To do = Set down every entry once more, character for character.
(Data to process)
PR #15954, opened 2022-08-12
feat: Table widget V2 Inline editing validation for plain text & number column

### LINKED ISSUE #13670: [Feature]: Validations for inline editing in input widget

### Summary

Add validations to the input widget within the table

Completes the input inline editing flow

sbalaji1192:
## Description

Now editable column has the option to validate the input text before saving.

Fixes #13670

## Type of change

## How Has This Been Tested?
Cypress test cases were added to verify the feature

Table widget inline editing validation functionality
  1. should check that validation only appears when editable enabled
  2. should check that validation only appears for plain text and number
  3. should check that regex, valid & required appear for the plain text column
  4. should check that min, max, regex, valid & required appear for the number column
  5. should check the validation property for the plain text column
     a. Regex
     b. Valid
     c. Required
  6. should check validation property for number column
     a. Min
     b. Max
  7. should check the error message property
  8. should check the editable cell actions when there is a validation error
     a. save should only work when there is no error
     b. discard should only work when there is no error
  9. should check that the save/discard button is disabled when there is a validation error

## Checklist:


chandannkumar:
Observation:
1. Regex validation is not working for Number column type


2. Valid field is not working for Number type column
https://www.loom.com/share/aa6a2da4ae004ab1923b645b4caa2d9f

3. Error on the Table cell can seen outside the canvas as well
https://www.loom.com/share/cebd81a7029d46579472d4137fd285c7

4. There is no auto-suggestion for configuring valid field on Number or Plain text column type.
Like using **{{editedValue.length < 10}}**  no auto-suggestion was suggesting these

app/client/src/widgets/TableWidgetV2/widget/index.tsx
```diff
@@ -1093,6 +1098,20 @@ class TableWidgetV2 extends BaseWidget<TableWidgetProps, WidgetState> {
     return "TABLE_WIDGET_V2";
   }
 
+  getColumnByAlias(alias: string) {
+    const { primaryColumns } = this.props;
+
+    if (primaryColumns) {
+      const column = Object.values(primaryColumns).find(
+        (column) => column.alias === alias,
```
ashit-rath, line 1106: `alias` can have non-ascii values right?
If so then can we do `column[alias]`?

ashit-rath: Also is the method `getColumnByAlias` being used anywhere? Can't seem to find it

app/client/src/widgets/TableWidgetV2/widget/index.tsx
```diff
@@ -1519,10 +1542,11 @@ class TableWidgetV2 extends BaseWidget<TableWidgetProps, WidgetState> {
             columnType={column.columnType}
             compactMode={compactMode}
             disabledEditIcon={
-              this.props.inlineEditingSaveOption ===
+              (this.props.inlineEditingSaveOption ===
```
ashit-rath, line 1545: Can we put this condition in a variable? it feels quite long to be part of component render.

app/client/src/widgets/TableWidgetV2/widget/index.tsx
```diff
@@ -543,7 +546,8 @@ class TableWidgetV2 extends BaseWidget<TableWidgetProps, WidgetState> {
      */
     if (isTableDataModified) {
       this.props.updateWidgetMetaProperty("transientTableData", {});
-      this.props.updateWidgetMetaProperty("editableCell", {});
+      this.props.updateWidgetMetaProperty("editableCell", defaultEditableCell);
```
ashit-rath, line 549: Can we call `clearEditableCell` here?

app/client/src/widgets/TableWidgetV2/widget/propertyConfig/PanelConfig/Validations/Common.ts
```diff
@@ -0,0 +1,52 @@
+import { ValidationTypes } from "constants/WidgetValidation";
+
+export default [
+  {
+    helpText:
+      "Adds a validation to the cell value which displays an error on failure",
+    propertyName: "validation.regex",
```
ashit-rath, line 7: Can we have `propertyName` as the first key of the property objects? It helps finding the code faster.

ashit-rath (commented):
Couple of things I noticed while trying out the DP

- The border here looks a bit weird to me as if the right and top border is thinner than the left and bottom ones.  Can you verify once?
Screenshot 2022-09-07 at 10 06 25 AM

- The validation sort of didn't work for me, is my binding incorrect here?
Screenshot 2022-09-07 at 10 12 48 AM

app/client/src/widgets/TableWidgetV2/widget/index.tsx
sbalaji1192: Stale code removed it.

app/client/src/widgets/TableWidgetV2/widget/derived.js
```diff
@@ -587,4 +587,88 @@ export default {
...
+
+    if (editedColumn && editedColumn.validation) {
+      const validation = editedColumn.validation;
+
+      /* General validations */
+      if (!validation.isColumnEditableCellRequired && value === "") {
+        return true;
+      } else if (
+        (!_.isNil(validation.isColumnEditableCellValid) &&
+          !validation.isColumnEditableCellValid) ||
```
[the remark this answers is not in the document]
sbalaji1192: We are making sure that isColumnEditableCellValid is not null or undefined before using that in negation.

app/client/src/widgets/TableWidgetV2/constants.ts
```diff
@@ -78,14 +79,15 @@ export interface TableWidgetProps extends WidgetProps, WithMeta, TableStyles {
...
+  isEditableCellValid: boolean;
 }
 
 export const getCurrentRowBinding = (
   entityName: string,
   userInput: string,
   withBinding = true,
 ) => {
-  let rowBinding = `${entityName}.sanatizedTableData.map((currentRow) => ( ${userInput}))`;
+  let rowBinding = `${entityName}.processedTableData.map((currentRow, currentIndex) => ( ${userInput}))`;
```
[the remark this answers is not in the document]
sbalaji1192: it's only used in the test. Let me move this to the test file.

app/client/src/widgets/TableWidgetV2/component/cellComponents/InlineCellEditor.tsx
```diff
@@ -122,9 +131,26 @@ export function InlineCellEditor({
   );
 
   const onTextChange = useCallback(
-    (data: string) => {
+    (inputValue: string) => {
```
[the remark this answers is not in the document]
sbalaji1192: Here the value will be coming from the input component which will always be a string.

app/client/src/components/editorComponents/ErrorTooltip.tsx
```diff
@@ -38,9 +38,31 @@ interface Props {
   message: string;
   children: JSX.Element;
   customClass?: string;
+  preventOverflow?: string;
```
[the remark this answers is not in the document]
sbalaji1192: This value is gettings passed to a component within a compoenet. So I guess we stick with the selector. If in the future we conditionally render the tooltip. we can avoid the unnecessary querySelector call if we let the errortooltip call it. Thoughs?

sbalaji1192:
@ashit-rath Regarding your two points
1. I just zoomed in and had a closer look. the border seems to be fine. Can you try once as well?
2. Binding is incorrect you should use `editedValue` instead `currentRow.step`. while entering value currentRow.step value points to older value.

app/client/src/components/editorComponents/ErrorTooltip.tsx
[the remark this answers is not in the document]
ashit-rath: Okay fair enough.

Can we modify the prop name to something that represent we need a selector here? Right now `preventOverflow` doesn't feel very intuitive.

laveena-en:
A couple of observations here:

Can we have the error toast to read "This field is required" instead of invalid text when a field is set to required. That would be consistent with the other widgets and differentiate from an actual invalid input.



Invalid values are being allowed even when the valid condition is set https://www.loom.com/share/26d45749c5c4467f90be537d70634191

The error text is seen on the canvas on re-sizing https://www.loom.com/share/4b607ba78f6f424e9b73552cec075e4c

ashit-rath (approved):

sbalaji1192:
@laveena-en 
#1 - fixed
#2 - not reproducible
#3 - not an issue. checked with @dilippitchika . we can ignore this.

laveena-en:
LGTM!

ashit-rath (approved):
(End Data to process)
Problem solution =
PR #15954, opened 2022-08-12
feat: Table widget V2 Inline editing validation for plain text & number column

### LINKED ISSUE #13670: [Feature]: Validations for inline editing in input widget

### Summary

Add validations to the input widget within the table

Completes the input inline editing flow

sbalaji1192:
## Description

Now editable column has the option to validate the input text before saving.

Fixes #13670

## Type of change

## How Has This Been Tested?
Cypress test cases were added to verify the feature

Table widget inline editing validation functionality
  1. should check that validation only appears when editable enabled
  2. should check that validation only appears for plain text and number
  3. should check that regex, valid & required appear for the plain text column
  4. should check that min, max, regex, valid & required appear for the number column
  5. should check the validation property for the plain text column
     a. Regex
     b. Valid
     c. Required
  6. should check validation property for number column
     a. Min
     b. Max
  7. should check the error message property
  8. should check the editable cell actions when there is a validation error
     a. save should only work when there is no error
     b. discard should only work when there is no error
  9. should check that the save/discard button is disabled when there is a validation error

## Checklist:


chandannkumar:
Observation:
1. Regex validation is not working for Number column type


2. Valid field is not working for Number type column
https://www.loom.com/share/aa6a2da4ae004ab1923b645b4caa2d9f

3. Error on the Table cell can seen outside the canvas as well
https://www.loom.com/share/cebd81a7029d46579472d4137fd285c7

4. There is no auto-suggestion for configuring valid field on Number or Plain text column type.
Like using **{{editedValue.length < 10}}**  no auto-suggestion was suggesting these

app/client/src/widgets/TableWidgetV2/widget/index.tsx
```diff
@@ -1093,6 +1098,20 @@ class TableWidgetV2 extends BaseWidget<TableWidgetProps, WidgetState> {
     return "TABLE_WIDGET_V2";
   }
 
+  getColumnByAlias(alias: string) {
+    const { primaryColumns } = this.props;
+
+    if (primaryColumns) {
+      const column = Object.values(primaryColumns).find(
+        (column) => column.alias === alias,
```
ashit-rath, line 1106: `alias` can have non-ascii values right?
If so then can we do `column[alias]`?

ashit-rath: Also is the method `getColumnByAlias` being used anywhere? Can't seem to find it

app/client/src/widgets/TableWidgetV2/widget/index.tsx
```diff
@@ -1519,10 +1542,11 @@ class TableWidgetV2 extends BaseWidget<TableWidgetProps, WidgetState> {
             columnType={column.columnType}
             compactMode={compactMode}
             disabledEditIcon={
-              this.props.inlineEditingSaveOption ===
+              (this.props.inlineEditingSaveOption ===
```
ashit-rath, line 1545: Can we put this condition in a variable? it feels quite long to be part of component render.

app/client/src/widgets/TableWidgetV2/widget/index.tsx
```diff
@@ -543,7 +546,8 @@ class TableWidgetV2 extends BaseWidget<TableWidgetProps, WidgetState> {
      */
     if (isTableDataModified) {
       this.props.updateWidgetMetaProperty("transientTableData", {});
-      this.props.updateWidgetMetaProperty("editableCell", {});
+      this.props.updateWidgetMetaProperty("editableCell", defaultEditableCell);
```
ashit-rath, line 549: Can we call `clearEditableCell` here?

app/client/src/widgets/TableWidgetV2/widget/propertyConfig/PanelConfig/Validations/Common.ts
```diff
@@ -0,0 +1,52 @@
+import { ValidationTypes } from "constants/WidgetValidation";
+
+export default [
+  {
+    helpText:
+      "Adds a validation to the cell value which displays an error on failure",
+    propertyName: "validation.regex",
```
ashit-rath, line 7: Can we have `propertyName` as the first key of the property objects? It helps finding the code faster.

ashit-rath (commented):
Couple of things I noticed while trying out the DP

- The border here looks a bit weird to me as if the right and top border is thinner than the left and bottom ones.  Can you verify once?
Screenshot 2022-09-07 at 10 06 25 AM

- The validation sort of didn't work for me, is my binding incorrect here?
Screenshot 2022-09-07 at 10 12 48 AM

app/client/src/widgets/TableWidgetV2/widget/index.tsx
sbalaji1192: Stale code removed it.

app/client/src/widgets/TableWidgetV2/widget/derived.js
```diff
@@ -587,4 +587,88 @@ export default {
...
+
+    if (editedColumn && editedColumn.validation) {
+      const validation = editedColumn.validation;
+
+      /* General validations */
+      if (!validation.isColumnEditableCellRequired && value === "") {
+        return true;
+      } else if (
+        (!_.isNil(validation.isColumnEditableCellValid) &&
+          !validation.isColumnEditableCellValid) ||
```
[the remark this answers is not in the document]
sbalaji1192: We are making sure that isColumnEditableCellValid is not null or undefined before using that in negation.

app/client/src/widgets/TableWidgetV2/constants.ts
```diff
@@ -78,14 +79,15 @@ export interface TableWidgetProps extends WidgetProps, WithMeta, TableStyles {
...
+  isEditableCellValid: boolean;
 }
 
 export const getCurrentRowBinding = (
   entityName: string,
   userInput: string,
   withBinding = true,
 ) => {
-  let rowBinding = `${entityName}.sanatizedTableData.map((currentRow) => ( ${userInput}))`;
+  let rowBinding = `${entityName}.processedTableData.map((currentRow, currentIndex) => ( ${userInput}))`;
```
[the remark this answers is not in the document]
sbalaji1192: it's only used in the test. Let me move this to the test file.

app/client/src/widgets/TableWidgetV2/component/cellComponents/InlineCellEditor.tsx
```diff
@@ -122,9 +131,26 @@ export function InlineCellEditor({
   );
 
   const onTextChange = useCallback(
-    (data: string) => {
+    (inputValue: string) => {
```
[the remark this answers is not in the document]
sbalaji1192: Here the value will be coming from the input component which will always be a string.

app/client/src/components/editorComponents/ErrorTooltip.tsx
```diff
@@ -38,9 +38,31 @@ interface Props {
   message: string;
   children: JSX.Element;
   customClass?: string;
+  preventOverflow?: string;
```
[the remark this answers is not in the document]
sbalaji1192: This value is gettings passed to a component within a compoenet. So I guess we stick with the selector. If in the future we conditionally render the tooltip. we can avoid the unnecessary querySelector call if we let the errortooltip call it. Thoughs?

sbalaji1192:
@ashit-rath Regarding your two points
1. I just zoomed in and had a closer look. the border seems to be fine. Can you try once as well?
2. Binding is incorrect you should use `editedValue` instead `currentRow.step`. while entering value currentRow.step value points to older value.

app/client/src/components/editorComponents/ErrorTooltip.tsx
[the remark this answers is not in the document]
ashit-rath: Okay fair enough.

Can we modify the prop name to something that represent we need a selector here? Right now `preventOverflow` doesn't feel very intuitive.

laveena-en:
A couple of observations here:

Can we have the error toast to read "This field is required" instead of invalid text when a field is set to required. That would be consistent with the other widgets and differentiate from an actual invalid input.



Invalid values are being allowed even when the valid condition is set https://www.loom.com/share/26d45749c5c4467f90be537d70634191

The error text is seen on the canvas on re-sizing https://www.loom.com/share/4b607ba78f6f424e9b73552cec075e4c

ashit-rath (approved):

sbalaji1192:
@laveena-en 
#1 - fixed
#2 - not reproducible
#3 - not an issue. checked with @dilippitchika . we can ignore this.

laveena-en:
LGTM!

ashit-rath (approved):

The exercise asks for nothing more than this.